Galatasaray’ın beklerini oyuna sokması, hücum varyasyonunu genişletmesi hücum gücünün yanı sıra takımın ceza sahasına gitme opsiyonunu genişletiyor. İlk yarıda Galatasaray geriye düştüğü anda da, golü bulana kadar da en çok pozisyona girdiği yarıyı oynadı diyebilirim. İlk yarıda rakip kaleye gelerek 10 şut atmak azımsanacak bir iş değil. Takımın öz güveninin yükseleceğini söylemiştim. Bu hafta bunu gördüğümüzü düşünüyorum. Oyunun oturması bir yana, dikkatimi en çok çeken detaylardan bir tanesi, oyuncular geçen seneye nazaran daha net bir şekilde ikili mücadeleye giriyorlar. Stoperler ve bekler, savunma çizgisini öne çekerek alan daraltıyor ve rakip topla daha fazla oynasa dahi pozisyona girmekte zorlanıyor. Bu durum sezon başı kampının ne denli doğru geçtiğinin göstergesi. Takım uzun süre ayakta kalıyor.

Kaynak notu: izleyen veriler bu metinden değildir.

PR #288, opened 2022-08-31
New Ride: Chair Swing

Noordfrees:
image


Alberth289346:
This looks really nice!!  This looks much better.

The ride looks a bit cramped, the chairs at the back look like they are outside the ride area, You may want to add more tiles around (this or) the next ride. People should be able to walk around the ride too to enter or leave.

I leave it open so you can decide if you want to change the tiles, I am fine with either decision.

Feel free to merge with or without changing the ride.

Noordfrees:
I had thought I had spaced the seats so they just fit, but when I opened the blend file to make a screenshot as proof I realized the motion actually does move the seats too far to the outside :P 
image image

I'll scale the chairs down a bit and reduce their inner spacing to ensure there's enough empty space around.

Noordfrees:
image

PR #289, opened 2022-09-01
Document FML/FMS/FPP Language Specification

Noordfrees:


developer_documentation/rcdgen_markup.rst
```diff
@@ -0,0 +1,1096 @@
...
+Recommended File System Layout
+==============================
+The following section is a recommendation on how to layout the files. It is permitted to ignore it.
+
+An FML file is a top-level file. It must not be included in any other file.
+It should generate exactly one RCD file by providing exactly one top-level value list which is a `file`_ node.
+Except for the filename extension, the name of the generated file should be identical to the FML file's name.
+
+An FMS file is not preprocessed by itself. It is always included from another FMS or FML file.
+Each FMS file is included only one file.
```
Alberth289346:
```suggestion
Each FMS file is included in only one other file.
```
Alternatively "Each FMS file is included only once." although it may be a bit less clear.

Alberth289346:
Ohh, lots of text even, I only expected the file tree structure rules and filename extension conventions.

Two high level things to consider I think:

- You currently describe c-preprocessing as part of the rcdgen input format. The other option is to consider c-pre-processing as a separate (pre-processing) step, that rcdgen doesn't know about. The latter leads to a more separate description of the pre-processing step and the rcdgen processing step. (EDIT: This is what C/C++ does, the input language description of C never even discusses `#` lines. Only in the cpp section that is explained (and there you wont find anything about the C input language).

  Note you also don't mention the java program as processing step nor do you describe it's input language, while in theory you see it as a 3rd processing step before c-preprocessing, thus generating the cpp files `on the fly` before kicking of cpp.

  I think the decision what to do here is a bit dependent on future extension of rcdgen. If it eventually will read the current file tree (or something close to it) directly (thus eliminating cpp as separate step), then it makes sense to explain the various `#` lines as recdgen input language (we use cpp as a temporary implementation then). If rcdgen will not know about cpp anytime 'soon', then the need to see the cpp lines as rcgen input language is less needed.

- I am not sure you want to go into such detail about the blocks. It basically describes a lot of detail of all blocks which means this text will need changing with every change of a block contents. It may be better to keep a more high level description (eg just a list of blocks that exist, and the general syntax), and then refer to the detailed tables for reader that want to know what is really inside each bock.

Noordfrees:
I changed the text to clarify that FPP is the language accepted by RCDgen, and that FML/FMS are extensions of this standard that can be used optionally to autogenerate FPP files.

I think documenting the attributes accepted by RCDgen is even more important than documenting the RCD file layout. Nobody is going to write an RCD file by hand, and it's unlikely that anyone will write a custom RCD generator or another program that reads RCD files, so this file format is actually closely tied in to FreeRCT internals. On the other hand, FML/FPP is the language that will be used by content designers to create new assets and should have an accordingly detailed documentation.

İkinci yarıda golün hemen gelmesi birçok noktada takım oyununu etkiledi. Oliviera’nın kritik pasları bu sezon en belirleyici tarafta olacak gibi görünüyor. Derin ve savunma arkası koşuları çok net görüyor. Bir orta saha oyuncusunda bulunması gereken en temel özellik çevre kontrolü. Kadro kalitesi yüksek olsa da Galatasaray maçları görünmeyen detaylar ile kazanıyor. 90 dakika boyunca 32 kere rakip ceza sahası içerisinde topla buluşan Galatasaray, oynamak istediği oyunu oynadı diye düşünüyorum. Kerem Aktürkoğlu’nun sorumluluk alarak takımı sırtlaması olumlu bir detay. Bana soracak olursanız 10 numara pozisyonunda dikine çok iyi oynadı.
Transferlerin de kadroya girmesi ile, Galatasaray, içeride ve dışarıda bambaşka seviyede bir takım olacak. Son olarak bir ayrı parantez de Emin Bayram’a açmak istiyorum. Çok büyük potansiyel. Savunma oyuncularında öz güven ve ilk dokunuş çok önemlidir. Yenilen golde hatalı olmasına rağmen düşmeden devam etti ve birçok tehlikeyi önledi. Düzenli oynar ise, kadro rotasyonunu rahatlıkla genişletecek bir isim. Peki sizce, Galatasaray ligde neler yapacak?